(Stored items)
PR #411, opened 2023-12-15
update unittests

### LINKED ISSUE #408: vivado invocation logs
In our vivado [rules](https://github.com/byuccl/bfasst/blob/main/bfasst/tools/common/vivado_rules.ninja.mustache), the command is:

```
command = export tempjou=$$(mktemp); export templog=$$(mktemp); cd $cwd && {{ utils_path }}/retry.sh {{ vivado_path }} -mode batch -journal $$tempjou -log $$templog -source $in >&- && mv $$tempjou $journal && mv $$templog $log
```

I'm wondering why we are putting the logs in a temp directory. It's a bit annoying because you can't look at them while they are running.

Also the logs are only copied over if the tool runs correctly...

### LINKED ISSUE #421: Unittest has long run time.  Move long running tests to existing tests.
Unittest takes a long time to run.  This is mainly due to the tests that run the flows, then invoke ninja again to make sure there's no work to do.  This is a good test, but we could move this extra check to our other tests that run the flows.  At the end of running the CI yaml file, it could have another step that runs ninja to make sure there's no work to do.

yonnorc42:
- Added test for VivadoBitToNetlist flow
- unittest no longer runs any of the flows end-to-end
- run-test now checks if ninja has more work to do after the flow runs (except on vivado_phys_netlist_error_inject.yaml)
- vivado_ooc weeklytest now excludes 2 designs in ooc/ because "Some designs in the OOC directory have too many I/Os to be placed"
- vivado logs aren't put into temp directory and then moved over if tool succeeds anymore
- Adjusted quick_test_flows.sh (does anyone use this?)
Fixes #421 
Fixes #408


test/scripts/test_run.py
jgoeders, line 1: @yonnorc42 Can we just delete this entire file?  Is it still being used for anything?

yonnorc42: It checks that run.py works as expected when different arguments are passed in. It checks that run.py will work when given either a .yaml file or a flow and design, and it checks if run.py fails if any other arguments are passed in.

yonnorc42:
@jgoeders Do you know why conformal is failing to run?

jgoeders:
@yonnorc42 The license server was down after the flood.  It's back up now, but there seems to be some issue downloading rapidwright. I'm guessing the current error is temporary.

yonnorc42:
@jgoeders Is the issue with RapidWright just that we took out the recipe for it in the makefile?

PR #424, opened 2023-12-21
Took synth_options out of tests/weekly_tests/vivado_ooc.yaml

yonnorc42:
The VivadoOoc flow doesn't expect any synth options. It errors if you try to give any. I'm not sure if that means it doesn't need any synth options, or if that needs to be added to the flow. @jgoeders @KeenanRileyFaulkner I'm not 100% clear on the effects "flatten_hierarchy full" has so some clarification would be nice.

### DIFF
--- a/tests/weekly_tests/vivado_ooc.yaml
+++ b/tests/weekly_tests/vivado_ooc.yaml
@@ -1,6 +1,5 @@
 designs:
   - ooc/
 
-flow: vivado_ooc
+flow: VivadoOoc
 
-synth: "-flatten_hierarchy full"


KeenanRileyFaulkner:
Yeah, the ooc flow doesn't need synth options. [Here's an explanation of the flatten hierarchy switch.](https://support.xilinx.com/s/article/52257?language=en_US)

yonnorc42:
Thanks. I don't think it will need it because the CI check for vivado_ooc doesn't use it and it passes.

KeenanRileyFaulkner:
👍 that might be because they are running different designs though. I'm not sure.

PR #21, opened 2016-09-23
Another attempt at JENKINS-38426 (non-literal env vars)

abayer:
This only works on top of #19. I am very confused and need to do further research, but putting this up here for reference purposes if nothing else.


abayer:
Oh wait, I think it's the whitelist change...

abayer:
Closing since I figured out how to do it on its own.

PROMPT → Based on the entries above, give the number of lines with the string "time" and no further text.

RESULT FOR THIS EXERCISE → 2